> DIRECTIONS:
Repeat exactly the opening lines of the records, ending with the line that contains "I love depends_on".

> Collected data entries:

┌──

PR #1211, opened 2021-02-01
Add HEALTH column to compose ps

### LINKED ISSUE #1198: Add healthcheck status to ps
I love depends_on + healthchecks and use them in every project (and teach them to everyone I can).

With `docker-compose ps` we see healthcheck status, if any. Today in trying to do an up with this new tool, the lack of healthcheck status prevented me from understanding why all services weren't starting. I had to use `docker-compose ps` to see that one db had a unhealthy status, preventing other containers from starting.

ndeloof:
**What I did**
Inspect containers on `compose ps` to get health status

**Related issue**
closes #1198

**sample output**
```
NAME                SERVICE             STATE               HEALTH              PORTS
nicolas_test_1      test                running             healthy             
nicolas_toto_1      toto                running             healthy             
nicolas_truc_1      truc                running             unhealthy           
```

**Note**
This PR doesn't propose ECS implementation, but AFAIK the `DescribeService` API would also return health status

image

### DIFF
--- a/local/compose/ps.go
+++ b/local/compose/ps.go
@@ -23,6 +23,7 @@ import (
 
 	moby "github.com/docker/docker/api/types"
 	"github.com/docker/docker/api/types/filters"
+	"golang.org/x/sync/errgroup"
 
 	"github.com/docker/compose-cli/api/compose"
 )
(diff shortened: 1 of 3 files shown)


ulyssessouza:
I'm just not sure if this should be on it's own column. I tend to see/prefer `Health` as a component of `Up` status when a healthcheck exists. Looking at `docker-compose`, that's the case.

ndeloof:
docker-compose indeed return state and health as a single column `Up (healthy)`. As we are listing containers with this command this seems to me to be inacurate and I'd prefer we get better aligned with `docker ps`.

I'm not sure we want to replicate this in compose-cli. Table output is distinct whatever we deciden so users will have to adjust scripts if they used to parse this from scripts. But if this is the case, probably better they use `format=json`

docker-compose ps:
```
     Name           Command           State        Ports
--------------------------------------------------------
nicolas_test_1   ping localhost   Up (healthy)          
nicolas_toto_1   ping localhost   Up (healthy)          
nicolas_truc_1   ping localhost   Up (unhealthy)  
```

docker compose ps:
```
NAME                SERVICE             STATE               HEALTH              PORTS
nicolas_test_1      test                running             healthy             
nicolas_toto_1      toto                running             healthy             
nicolas_truc_1      truc                running             unhealthy         
```

gtardif:
Generally speaking, at least on the visual aspect I’d prefer to align with docker ps and not replicate the output of docker-compose :
```
     Name           Command           State        Ports
--------------------------------------------------------
```

And more specifically regarding health, I also prefer to more cleanly separate info and not mix 2 things in 1 column : 
`up (healthy)` . 
Parsing json will be much cleaner if it’s 2 different fields, and that should also map easily to the human-readable version

ndeloof:
@gtardif json could use separate fields, while table output could use docker-compose `state (health)` style. But better avoid such an heterogeneous rendering?

gtardif:
@ndeloof Indeed, I'd rather keep pretty & json homogeneous (and this is also more aligned with the docker CLI

local/compose/ps.go
```diff
@@ -37,32 +38,49 @@ func (s *composeService) Ps(ctx context.Context, projectName string) ([]compose.
...
-		var publishers []compose.PortPublisher
-		for _, p := range c.Ports {
-			var url string
-			if p.PublicPort != 0 {
-				url = fmt.Sprintf("%s:%d", p.IP, p.PublicPort)
+	summary := make([]compose.ContainerSummary, len(containers))
+	eg, ctx := errgroup.WithContext(ctx)
+	for i, c := range containers {
+		container := c
+		i := i
```
gtardif, line 45: I'll never get used to it... :)

gtardif (approved):

local/compose/ps.go
ndeloof: I tend to like it now, sort of a running gag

└──

> RESULT OF THE TASK:
PR #1211, opened 2021-02-01
Add HEALTH column to compose ps

### LINKED ISSUE #1198: Add healthcheck status to ps
I love depends_on + healthchecks and use them in every project (and teach them to everyone I can).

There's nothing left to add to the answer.